*REQUIRED ACTION*. Your answer should be a single number: how many lines of the material below contain "https".

*RECORDS*.

.....

PR #2844, opened 2025-07-02
Vite 7 + friends

david-crespo:
https://vite.dev/blog/announcing-vite7

Next step is trying out [`rolldown-vite`](https://github.com/vitejs/rolldown-vite), which is very close to ready.

Draft because I'm seeing test failures locally.

### DIFF
--- a/tsconfig.json
+++ b/tsconfig.json
@@ -7,6 +7,7 @@
     "esModuleInterop": true,
     "importHelpers": true,
     "incremental": true,
+    "isolatedModules": true,
     "jsx": "react-jsx",
     "module": "es2020",
     "moduleResolution": "bundler",
--- a/tsconfig.json
+++ b/tsconfig.json
@@ -24,7 +24,7 @@
     "skipLibCheck": true,
     "sourceMap": true,
     "strict": true,
-    "target": "es2020",
+    "target": "es2022",
     "types": ["node", "vite/client", "vitest/importMeta"]
   },
   "exclude": ["tools/deno"]
--- a/mock-api/json-type.ts
+++ b/mock-api/json-type.ts
@@ -6,4 +6,4 @@
  * Copyright Oxide Computer Company
  */
 
-export { Json } from '~/api/__generated__/msw-handlers'
+export { type Json } from '~/api/__generated__/msw-handlers'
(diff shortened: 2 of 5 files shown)


tsconfig.json
```diff
@@ -24,7 +24,7 @@
     "skipLibCheck": true,
     "sourceMap": true,
     "strict": true,
-    "target": "es2020",
+    "target": "es2022",
```
david-crespo, line 28: The need for this has to be related to the following, but I don't really get it because I don't see how Vite's target should affect what TS is checking, which would be the source code.

> ### Default Browser Target Changed to Baseline Widely Available
> 
> [Baseline](https://web-platform-dx.github.io/web-features/) gives us clear information about which web platform features work across their core browser set today. Baseline Widely Available indicates the feature is well-established and works across many devices and browser versions, being available across browsers for at least 30 months.
> 
> In Vite 7, the default browser target is changing from 'modules' to a new default: 'baseline-widely-available'. The set of browsers will be updated on each major to match the list of minimum browser versions compatible with Baseline Widely available features. The default browser value of build.target is changing in Vite 7.0:
> 
>     Chrome 87 → 107
>     Edge 88 → 107
>     Firefox 78 → 104
>     Safari 14.0 → 16.0
> 
> This change adds predictability to the default browser target for future releases.

https://vite.dev/blog/announcing-vite7.html#default-browser-target-changed-to-baseline-widely-available

https://github.com/vitejs/vite/pull/20007

david-crespo:
Getting a weird set of e2e failures locally but only sometimes. And it seems to be similarly intermittent on CI.

image


image

The only clue is that when it fails we seem to be getting this message. But if you run it again a second time a) it does not output the message, and b) the tests pass.

```
[WebServer] (!) Failed to run dependency scan. Skipping dependency pre-bundling. Error: failed to resolve rollupOptions.input value: "index.html".
[WebServer]     at resolvePath (file:///Users/runner/work/console/console/node_modules/vite/dist/node/chunks/dep-Bsx9IwL8.js:10766:29)
[WebServer]     at async Promise.all (index 0)
[WebServer]     at async computeEntries (file:///Users/runner/work/console/console/node_modules/vite/dist/node/chunks/dep-Bsx9IwL8.js:10771:44)
[WebServer]     at async scan (file:///Users/runner/work/console/console/node_modules/vite/dist/node/chunks/dep-Bsx9IwL8.js:10701:19)
[WebServer]     at async file:///Users/runner/work/console/console/node_modules/vite/dist/node/chunks/dep-Bsx9IwL8.js:34671:15
```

.....

*WRITTEN ANSWER*. 5